We actually could write a pattern that would break everything up on commas, but it would need some very advanced features of the regular expression library. Instead, let's use another basic function, re.split, to separate multiple labels. re.split does the same thing as string.split, but unlike its simpler cousin, it breaks things up everywhere that a pattern matches.

The best way to show how it works is to write the function we originally set out to create. Let's start with a skeleton that includes some test data, a function that does nothing (but doesn't just fail), and a couple of lines that call that function and display the result:

def get_citations(text):
    '''Return the set of all citation tags found in a block of text.'''
    return set() # to be done

if __name__ == '__main__':
    test = '''\
Granger's work on graphs \cite{dd-gr2007,gr2009},
particularly ones obeying Snape's Inequality
\cite{ snape87 } (but see \cite{quirrell89}),
has opened up new lines of research.  However,
studies at Unseen University \cite{stibbons2002,
stibbons2008} highlight several dangers.'''

    print get_citations(test)

set([])

Now let's write our function. For readability's sake, we'll put our patterns at the top and give them memorable names. Inside the function, we'll pull out all the citations using the first pattern, then split each result everywhere there's a comma with optional spaces before or after it. We'll stuff all the results into a set, and return that. If no matches were found, that set will be empty.
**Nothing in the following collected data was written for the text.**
PR #842, opened 2024-08-14
More guardrails around `ShouldDeleteFromName`

Tang8330:
Similar logic to https://github.com/artie-labs/transfer/blob/060ed44aa26a31af73c38a0b55e29a74626d4eef/lib/destination/ddl/ddl.go#L22

### DIFF
--- a/lib/destination/ddl/expiry.go
+++ b/lib/destination/ddl/expiry.go
@@ -10,7 +10,7 @@ import (
 )
 
 func ShouldDeleteFromName(name string) bool {
-	if !strings.Contains(name, constants.ArtiePrefix) {
+	if !strings.Contains(strings.ToLower(name), constants.ArtiePrefix) {
 		return false
 	}
 
--- a/lib/destination/ddl/expiry.go
+++ b/lib/destination/ddl/expiry.go
@@ -5,9 +5,15 @@ import (
 	"strconv"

p_cite = 'cite{\\s*\\b([^}]+)\\b\\s*}'
p_split = '\\s*,\\s*'

def get_citations(text):
    '''Return the set of all citation tags found in a block of text.'''

    result = set()
    match = re.findall(p_cite, text)
    if match:
        for citation in match:
            cites = re.split(p_split, citation)
            for c in cites:
                result.add(c)

    return result

We can use one more trick from the regular expression library to make this function more efficient. Instead of turning the regular expression into a finite state machine over and over again, we can compile the regular expression and save the resulting object:

p_cite = re.compile('cite{\\s*\\b([^}]+)\\b\\s*}')
p_split = re.compile('\\s*,\\s*')

def get_citations(text):
    '''Return the set of all citation tags found in a block of text.'''

    result = set()
    match = p_cite.findall(text)
    if match:
        for citations in match:
            label_list = p_split.split(citations)
            for label in label_list:
                result.add(label)

    return result

That object has methods with the same names as the functions we've been using from the library, like search and findall, but if we're using the same pattern over and over again, compiling it once and re-using the compiled object is much faster.

As you can see, the changes required are very small: instead of saving the textual representations of our expressions, we compile them, and then instead of calling the top-level functions from the regular expression library, we call the methods of those saved objects. The result is a set of all the citations in our test data, pulled out with just a dozen lines of code:

if __name__ == '__main__':
    test = '''\
Granger's work on graphs \cite{dd-gr2007,gr2009},
particularly ones obeying Snape's Inequality
\cite{ snape87 } (but see \cite{quirrell89}),
has opened up new lines of research.  However,
studies at Unseen University \cite{stibbons2002,
stibbons2008} highlight several dangers.'''

    print get_citations(test)

set(['gr2009', 'stibbons2002', 'dd-gr2007', 'stibbons2008',
     'snape87', 'quirrell89'])

Finally, if we are going to compile our regular expressions, we can make them even easier to understand by using verbose mode to add comments. Verbose mode tells Python to ignore whitespace and comments in the regular expression, which lets us write patterns like this:

p_cite = '''
    cite{          # start with literal 'cite{'
    \\s*           # then some optional spaces
    \\b            # up to a start-of-word boundary
    ([^}]+)        # then anything that isn't a closing '}'
    \\b            # then an end-of-word boundary
    \\s*           # and some more optional spaces
    }              # and the closing '}'
'''
matcher = re.compile(p_cite, re.VERBOSE)

Documenting patterns like this makes them much easier to fix and extend.